Moreover, the ongoing data revolution is causing a theory revolution, an increasingly sophisticated approach to learning models from real data. Instead of proposing simplistic equations to model the process of thought, theorists now use massive existing databases, satisfying no known equations, as sophisticated models of what the brain deals with and how it processes information. At the MSRI/RNI workshop, mathematicians discussed several such new data-driven models. Extrapolating only slightly, Carnegie Mellon University's Michael Lewicki showed how the hierarchical structures in visual patterns could be learned automatically from visual data, by statistical learning algorithms.6 Going further, Stuart Geman of Brown University presented a model in which partial synchrony of neural firing could create grammatical groupings, as in the syntax of language. At what one might call the high end of theorizing, Jeff Hawkins, the director of the RNI, presented a general framework for the computations of the brain, entitled "How the Cortex Works."7 It may well be possible soon, even for models as ambitious as Hawkins', to devise experimental tests for their key ideas.
AND COMING TOGETHER
Awareness of opportunities of high-throughput data is now driving both new theory and new experiment. This gives new common ground between theory and experiment; the way is ready for fruitful exchanges, erasing the past history of division and indifference. We should now vigorously encourage such exchanges. But this requires effort.
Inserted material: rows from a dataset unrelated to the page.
PR #1797, opened 2026-08-29
fix(jq): plug decode-failure corruption in the format-function family

newhoggy:
## Summary

Part of #1755 -- this slice covers the format-function family
(`eval_format`) only; #1755 stays open, tracking the remaining sites
(recurse/walk/tostream, indirect comparison-key sites, and the misc
"direct" bucket).

`eval_format` is the single materialization point every `@format`
function (`@json`, `@csv`, `@tsv`, `@dsv`, `@base64`, `@base64d`, `@html`,
`@sh`, `@uri`, `@urid`, `@yaml`, `@props`, `@text`) shares via
`format_owned` -- it still called plain `to_owned`, so an undecodable
string silently formatted as `""` (or a container holding `""` for a
nested field) instead of raising `EvalError::decode_failure`. Converted to
`to_owned_checked` (established by #1746/#1754/#1794), propagating the
error through `QueryResult::Error` via the existing
`From<EvalError> for QueryResult` conversion.

Because every format function shares this one conversion point, fixing
`eval_format` closes the vulnerability for the entire family in one
surgical change, rather than needing a per-format-function fix.

## Test plan

- [x] New regression tests: `test_format_raises_on_decode_failure_1755`
      (loops over `@text`/`@json`/`@base64`/`@uri`/`@csv`/`@sh`/`@html`),
      `test_format_valid_data_unaffected_1755` -- verified the first test
      actually depends on the fix (temporarily reverted, confirmed it fails
      with the exact silent-corruption output `[1,""]` the issue describes,
      restored)
- [x] Patch coverage: 100% (23/23 new lines)

### DIFF
--- a/src/jq/eval.rs
+++ b/src/jq/eval.rs
@@ -42310,6 +42310,41 @@ mod tests {
         );
     }
 
+    /// #1755: `eval_format`'s `to_owned_checked` runs *before* any
+    /// format-specific type/shape check, so a decode failure now preempts
+    /// an error that would have fired regardless of the string's content
+    /// (`@csv` on an object always errors; yq's `@uri`/`@base64`/`@html`
+    /// always reject a container) -- matching the established rule that a
+    /// decode failure is never suppressed, here extended to "never
+    /// outranked by an unrelated type error" (`scalar_decode_failure`'s
+    /// own doc comment states the same precedence for the sort family).
+    /// Pinned in both modes since `format_owned`'s yq-specific container
+    /// rejection (`stringify_for_format`) is the one dispatch arm that
+    /// could plausibly have raced with this ordering.
+    #[test]
+    fn test_format_decode_failure_outranks_shape_error_1755() {
+        // jq: `{"a": ...} | @csv` always errors -- @csv never accepts an
+        // object, content aside. With a decode failure inside it, that
+        // decode failure now fires first, not the "not both arrays" shape
+        // error.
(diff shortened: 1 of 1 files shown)


newhoggy:
## Update (post code-review)

`/code-review` found that `eval_format`'s new `to_owned_checked` call runs *before* any format-specific type/shape check — so a decode failure buried in a value now preempts an error that would fire regardless of content (`@csv` on an object always errors; yq's `@uri`/`@base64`/`@html` always reject a container). This was untested in either mode.

Live-verified this is the actual, consistent behavior in both jq and yq mode (both now raise `decode_failure` where they used to raise the format-specific shape error), and that it matches the established rule already in this file (`scalar_decode_failure`'s own doc comment: a decode failure is never suppressed/outranked). Added `test_format_decode_failure_outranks_shape_error_1755`, pinning this in both `query!` (jq) and `yq_query!` (yq) — verified it depends on the fix (reverted `eval_format`, confirmed the test fails with the old `{"a":""}` corrupted-and-wrong-error output, restored).

Other findings (key-drop on an undecodable object key, no shared `owned_or_err!`-style macro, the broader "should `to_owned` itself become fallible" architecture question) are pre-existing, already-documented gaps or recurring cross-PR observations already tracked by #1755's own scope — not addressed in this slice.

Full test suite, all clippy legs, and no_std build still pass; patch coverage 100%.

Funding agencies such as the National Institutes of Health and the National Science Foundation can encourage such interactions by:
• Demanding interdisciplinary data-analysis teams explicitly requiring statisticians, computer scientists, electrical engineers, and applied mathematicians to be involved in the data analysis on any sponsored work, the same way they currently require statisticians to be involved in the design and analysis of clinical trials
• Explicitly supporting theoretical modeling efforts related to new high-throughput data sources
• Encouraging experimentalists to open their labs to cross-disciplinary work
• Creating publicly-available data sources similar to efforts by the Human Genome project for genomics, the Sloan Digital Sky Survey for astronomy, and the Digital Human project for anatomy
• Creating alternatives to the study section/continuing grant models that would discourage out-of-the-box, entrepreneurial thinking
Other organizations, particularly scientific societies and publicly funded research institutes, can further the exchange of ideas by literally bringing members of different communities together. MSRI itself has long been in the forefront of holding workshops to bring together mathematicians with scientists in other areas to facilitate these interactions. Other organizations in mathematics and science generally should follow their lead and foster further exchange.
The common denominator here is the disruptive influence of new massive datasets, with detail and density never before available. The data are becoming rich enough and complicated enough for mathematical sophistication to become essential. Funding agencies and research institutes should push hard to promote sophisticated methods, open-source datasets, and close collaboration.
Maybe we'll soon see things even Sherrington never imagined.